[ExI] Machines of Loving Grace
Adrian Tymes
atymes at gmail.com
Tue Oct 15 13:53:05 UTC 2024
More accurate to say, the uploaded mind would have a lot more reflection
and contemplation in that one second. Not literally 1,000 ideas, but that
1 idea gets much more refined and spawns sub-ideas.
Actions get more measured and precise. Ever had to react because there was
no time to think? Sped-up minds wouldn't, at least not for most of the
same situations. Playing sports is closer to chess, to them. Boredom
management is a problem when their entire physical existence is like that,
but there are ways to handle that, especially with implanted
telecommunications and other things the mind can be doing while the body
slowly goes about its day.
One example: I, in my current form, take about 20 minutes to shower and get
dressed. I could perhaps optimize that - some of that time is spent
contemplating what combination of colors I wish to wear that day, and there
are some redundant motions - but let's say 5 minutes as a practical
minimum. As a 1,000x accelerated mind, that would be 5,000 subjective
minutes: nearly 3.5 subjective days. You can be fairly certain that only a
small part of my bandwidth would be set to running the physical actions of
getting cleaned and dressed to face the nearly 2 subjective years before it
is time to sleep once more. (Though, given how sleep is tied into
restoring and resetting the mind as much as its effects on the body, sleep
schedules might well be different.

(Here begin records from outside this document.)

Issue #273, opened 2021-03-13
US-8.1: Add Friends


RGPosadas:
**User Story Description**

As a user, I want the ability to add friends by searching for them so that I may participate in events with them

**User Acceptance Flow**

1. User logs in
1. User goes to their Profile Page
1. User clicks on 'Add Friends'
1. Add Friends page shows up where they can search for friends, accept friend requests, and see pending friend requests

**Acceptance Criteria**

- [ ] User Acceptance Flow is respected
- [ ] There must exist an automated Cypress acceptance test which tests the user acceptance flow
- [ ] Documentation present where necessary
- [ ] Unit and UI tests are implemented for every new component and function
- [ ] The application should still work with seeded data
- [ ] Must match mockups:
   - "[Added Me + Pending Requests](https://www.figma.com/file/FJPXMYI4ULCnuCEZvPs67k/Mull?node-id=1596%3A5062)" view
   - "[Pending Request modal](https://www.figma.com/file/FJPXMYI4ULCnuCEZvPs67k/Mull?node-id=1695%3A83663)" view
   - "[Search Users](https://www.figma.com/file/FJPXMYI4ULCnuCEZvPs67k/Mull?node-id=1695%3A86144)" view

PR #302, opened 2021-03-27
TASK-79: Add friends backend

### LINKED ISSUE #277: TASK-79: Add Friends Backend
**Task Description**

As a developer, I want to create the backend queries to support the pages for the frontend (#276) .

**Acceptance Criteria**

- [ ] Queries exist:
   - addFriend
   - removeFriend
   - getRelationships
- [ ] Security is handled in the backend

cristian-aldea:
closes #277

This PR aims to implement a few backend functions to be used in the features of #273.
   - addFriend
   - removeFriend
   - getRelationships

How to test:
- Make sure you have at least 2 users in your DB.
- Run the backend
- Try to use the addFriend and removeFriend mutations and check what happens when you call the `friends` query. It should behave as expected. addFriend should be a one-sided add, equivalent to sending a request. removeFriend should be a two-way remove.
- Call the getRelationships query. This returns a list of Relationships (see added class). What I recommend is going into MySQL and modifying the rows manually and making sure that the list returned by the query changes as expected.

Examples (all from perspective of user id 1):
No relationships:
image

user 1 added user 2
image

user 2 added user 1
image

Both users added each other
image

Works with multiple users too
image


apps/mull-api/src/app/user/user.service.ts
```diff
@@ -73,4 +75,87 @@ export class UserService {
     await this.userRepository.save(currentUser);
     return true;
   }
+
+  async removeFriend(currentUserId: number, userIdToRemove: number): Promise<boolean> {
+    if (currentUserId === userIdToRemove) {
+      throw new UnprocessableEntityException('Cannot remove oneself as friend.');
+    }
```
r-saba, line 82: Should we also check that `userIdToRemove` is an actual user. Noticed we're not checking in the `addFriend` function as well which is a more serious issue as I believe it could break the UI.

apps/mull-api/src/app/utilities.ts
```diff
@@ -0,0 +1,11 @@
+export const setUnion = <T>(a: Set<T>, b: Set<T>) => {
```
r-saba, line 1: Nice

apps/mull-api/src/app/user/user.service.ts
cristian-aldea: I think its not necessary, it would add an extra query (I think), and I don't see why we should send back an error if we want to remove someone from your friends who never was your friend to begin with (because they're a ghost)

leojrsilao (approved):
LGTM!! 🚀 🚀 
Mutations and queries for adding friends are functional.
Unit tests and linters pass in the backend.

apps/mull-api/src/app/user/user.service.ts
r-saba: Yes, I think it's overkill as well. Lets keep it as is.

r-saba (approved):
LGTM! All queries, mutations,test and linter worked as expected.

PR #308, opened 2021-03-30
Fix problems in camera feature implementation

### LINKED ISSUE #290: FIX: Better iOS support for ml features
**Describe The Bug**

Currently, our ML features present a few issues on iOS which need to be resolved if the feature is to be used by iOS users.
1. the modal doesn't seem to be working. 
2. iOS (and maybe other browsers/platforms) don't allow autoplay. [Link](https://stackoverflow.com/questions/31776548/why-cant-javascript-play-audio-files-on-iphone-safari)
3. There is weird interaction with the video element and the rest of the page. The video element seems to go fullscreen and therefore the whole feature doesn't work since the canvas is now behind the video.

Solutions:
1. Check if backend is available. If not, give an appropriate error message to the user
2. Add a button that must be pressed to start detection
3. Remove video element and instead just use a canvas. This might also fix issue 2.

cristian-aldea:
The camera detection feature suffers from a few issues on iOS which made it impossible to work properly on that platform. I'm happy to say that most of the issues have been fixed, and consequently, the overall implementation of the feature is much improved.
- Load all SVG images upfront once, which speeds up drawing and fixes many issues with icons not appearing
- Change how width/height of video stream is fetched since the previous method is newer and not well supported on some browsers
- Set video to be muted. This solves an issue on iOS where the video wouldn't start playing since iOS prohibits video autoplay under certain conditions: https://developer.apple.com/documentation/webkit/delivering_video_content_for_safari
- Set the video to be inline. This fixes an issue where the video would go fullscreen on iOS
- Rounding class output of the model. All the numbers the model returns are floats, and floating-point precision issues starting cropping out on iOS, since the class of a detection is meant to be an integer. Now, these issues will never occur again :)

How to test:
- Log in and go to the camera feature
- Try pointing the camera at supported objects (see [this variable](https://github.com/RGPosadas/Mull/blob/develop/libs/types/src/ml.ts#L24)). You should see an icon pop up
- Try pressing on the icons that show up. You should see a modal pop up.

image
image

### DIFF
--- a/apps/mull-ui/src/app/pages/waste-recognition-page/waste-recognition-page.tsx
+++ b/apps/mull-ui/src/app/pages/waste-recognition-page/waste-recognition-page.tsx
@@ -1,7 +1,7 @@
 import { DetectionResult, wasteClassMap } from '@mull/types';
 import React, { useEffect, useRef, useState } from 'react';
 import { toast } from 'react-toastify';
-import { MULL_MODEL_URL, WasteTypeSvgMap } from '../../../constants';
+import { MULL_MODEL_URL, WasteIconUrlMap } from '../../../constants';
 import { canvasToImageCoords, coordsInBox, drawDetectionIcons } from '../../../utilities';
 import { MullModal } from '../../components';
 import { useToast } from '../../hooks/useToast';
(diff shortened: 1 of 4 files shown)


JimLau49 (approved):
Tested various objects , platform: iOS 

Working flawlessly, nice work Cristian 🚀

apps/mull-ui/src/app/pages/waste-recognition-page/waste-recognition-page.tsx
```diff
@@ -80,18 +80,19 @@ export function WasteRecognitionPage(props: WasteRecognitionPageProps) {
...
-          videoRef.current.width = width;
-          canvasRef.current.height = height;
-          canvasRef.current.width = width;
-
           videoRef.current.play();
 
           return new Promise<MediaStream>((resolve, reject) => {
             videoRef.current.onloadedmetadata = () => {
+              // Doesn't work on all browsers. Keeping it here just in case
+              // const { width, height } = stream.getTracks()[0].getSettings();
```
osahtout, line 88: I would simply remove it

osahtout (approved):

apps/mull-ui/src/app/pages/waste-recognition-page/waste-recognition-page.tsx
cristian-aldea: I'd like to keep it just in case it might be relevant again.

A constant cycle of spending 1 minute
awake then sleeping for half a minute - or more precisely, 57.6 seconds on
then 28.8 seconds off, working from subjective 16 hours then 8 hours -
would likely not prove practical.)
On Tue, Oct 15, 2024 at 9:08 AM William Flynn Wallace via extropy-chat <
extropy-chat at lists.extropy.org> wrote:
> Thanks, Bill K - before I get lost in Wikipedia, how about this:
>
> A person looks at the Mona Lisa for one second and has one idea. An
> uploaded mind looks at it for one second and has a thousand ideas. Is that
> accurate? bill w
>
> On Tue, Oct 15, 2024 at 6:17 AM BillK via extropy-chat <
> extropy-chat at lists.extropy.org> wrote:
>
>> On Tue, 15 Oct 2024 at 12:02, William Flynn Wallace via extropy-chat
>> <extropy-chat at lists.extropy.org> wrote:
>> >
>> > What does living in the real world at 1000 times the normal speed even
>> mean? bill w
>> > _______________________________________________
>>
>>
>> It's a long story.... :)
>> Try this for an introduction -
>> <https://en.wikipedia.org/wiki/Mind_uploading>
>> Quote:
>> With sufficient hardware parallelism, a simulated brain could thus in
>> theory be made to run faster than a biological brain. Uploaded beings
>> may therefore not only be more efficient, but also supposedly have a
>> faster rate of subjective experience than biological brains (e.g.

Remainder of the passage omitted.